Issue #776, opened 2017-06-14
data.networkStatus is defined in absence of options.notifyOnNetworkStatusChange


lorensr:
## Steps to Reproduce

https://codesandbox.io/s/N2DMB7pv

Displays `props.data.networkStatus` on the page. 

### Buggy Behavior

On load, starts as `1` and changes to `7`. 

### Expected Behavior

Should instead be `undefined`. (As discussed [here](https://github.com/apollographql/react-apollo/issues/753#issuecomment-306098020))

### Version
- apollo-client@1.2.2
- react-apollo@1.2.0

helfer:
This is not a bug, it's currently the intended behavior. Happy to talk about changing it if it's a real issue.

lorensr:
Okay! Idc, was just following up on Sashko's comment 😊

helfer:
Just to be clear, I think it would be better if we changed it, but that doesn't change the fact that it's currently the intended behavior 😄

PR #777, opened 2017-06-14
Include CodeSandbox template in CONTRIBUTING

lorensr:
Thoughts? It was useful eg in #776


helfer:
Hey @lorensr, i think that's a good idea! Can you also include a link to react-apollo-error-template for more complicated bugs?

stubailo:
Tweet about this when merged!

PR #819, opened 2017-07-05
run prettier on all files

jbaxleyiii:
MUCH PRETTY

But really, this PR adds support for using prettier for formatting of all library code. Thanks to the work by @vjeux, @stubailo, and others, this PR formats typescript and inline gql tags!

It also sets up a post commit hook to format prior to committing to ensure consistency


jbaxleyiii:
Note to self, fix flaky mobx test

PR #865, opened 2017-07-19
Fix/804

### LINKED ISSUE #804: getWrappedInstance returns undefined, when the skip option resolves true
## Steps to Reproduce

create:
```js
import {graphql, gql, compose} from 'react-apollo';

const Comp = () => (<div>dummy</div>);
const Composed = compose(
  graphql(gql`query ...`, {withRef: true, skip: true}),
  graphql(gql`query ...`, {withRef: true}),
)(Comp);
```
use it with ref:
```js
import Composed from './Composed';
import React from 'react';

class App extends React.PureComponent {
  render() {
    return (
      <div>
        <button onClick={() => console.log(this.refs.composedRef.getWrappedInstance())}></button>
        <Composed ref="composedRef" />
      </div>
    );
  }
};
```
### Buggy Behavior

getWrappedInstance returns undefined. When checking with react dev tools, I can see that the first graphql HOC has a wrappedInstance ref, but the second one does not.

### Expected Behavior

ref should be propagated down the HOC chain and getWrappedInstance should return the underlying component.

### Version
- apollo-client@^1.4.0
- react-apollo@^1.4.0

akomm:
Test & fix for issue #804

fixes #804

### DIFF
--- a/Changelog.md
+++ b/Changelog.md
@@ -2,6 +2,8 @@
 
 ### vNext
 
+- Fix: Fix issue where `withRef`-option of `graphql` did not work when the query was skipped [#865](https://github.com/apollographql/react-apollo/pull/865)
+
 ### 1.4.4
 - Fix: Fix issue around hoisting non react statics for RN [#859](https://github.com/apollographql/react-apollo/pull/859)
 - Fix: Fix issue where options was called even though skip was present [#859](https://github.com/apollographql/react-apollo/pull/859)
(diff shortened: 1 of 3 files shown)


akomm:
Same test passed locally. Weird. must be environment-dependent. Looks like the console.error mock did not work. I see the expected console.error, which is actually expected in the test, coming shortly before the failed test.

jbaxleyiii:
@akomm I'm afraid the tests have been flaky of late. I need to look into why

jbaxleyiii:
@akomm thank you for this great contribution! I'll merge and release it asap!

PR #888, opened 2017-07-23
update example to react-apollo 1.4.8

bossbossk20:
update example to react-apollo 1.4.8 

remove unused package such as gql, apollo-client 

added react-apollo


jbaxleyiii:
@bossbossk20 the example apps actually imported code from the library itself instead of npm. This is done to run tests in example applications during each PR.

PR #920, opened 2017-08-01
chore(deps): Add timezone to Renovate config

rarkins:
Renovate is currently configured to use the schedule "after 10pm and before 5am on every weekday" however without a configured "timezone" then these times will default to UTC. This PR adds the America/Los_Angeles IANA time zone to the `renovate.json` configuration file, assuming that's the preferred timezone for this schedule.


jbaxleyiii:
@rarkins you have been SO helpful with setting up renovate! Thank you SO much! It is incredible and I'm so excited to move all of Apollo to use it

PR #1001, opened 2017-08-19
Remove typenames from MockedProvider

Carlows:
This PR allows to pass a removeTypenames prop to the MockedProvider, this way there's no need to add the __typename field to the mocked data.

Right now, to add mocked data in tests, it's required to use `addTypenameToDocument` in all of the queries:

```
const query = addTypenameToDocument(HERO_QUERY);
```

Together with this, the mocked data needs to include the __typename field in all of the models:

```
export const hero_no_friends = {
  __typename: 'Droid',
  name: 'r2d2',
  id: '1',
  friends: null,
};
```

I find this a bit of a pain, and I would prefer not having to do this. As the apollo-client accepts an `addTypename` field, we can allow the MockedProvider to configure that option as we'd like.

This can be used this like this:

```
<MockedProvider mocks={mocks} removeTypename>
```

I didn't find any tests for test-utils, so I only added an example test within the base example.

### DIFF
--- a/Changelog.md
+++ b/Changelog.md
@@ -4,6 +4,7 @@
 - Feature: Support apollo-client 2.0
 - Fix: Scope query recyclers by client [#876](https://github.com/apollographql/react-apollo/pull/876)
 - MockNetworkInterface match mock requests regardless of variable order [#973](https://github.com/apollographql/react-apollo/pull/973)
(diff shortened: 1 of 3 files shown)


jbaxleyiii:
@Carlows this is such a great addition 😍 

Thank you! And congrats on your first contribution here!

Description of the task
From the listing above, pick out every line containing "template".

Result
Include CodeSandbox template in CONTRIBUTING
Hey @lorensr, i think that's a good idea! Can you also include a link to react-apollo-error-template for more complicated bugs?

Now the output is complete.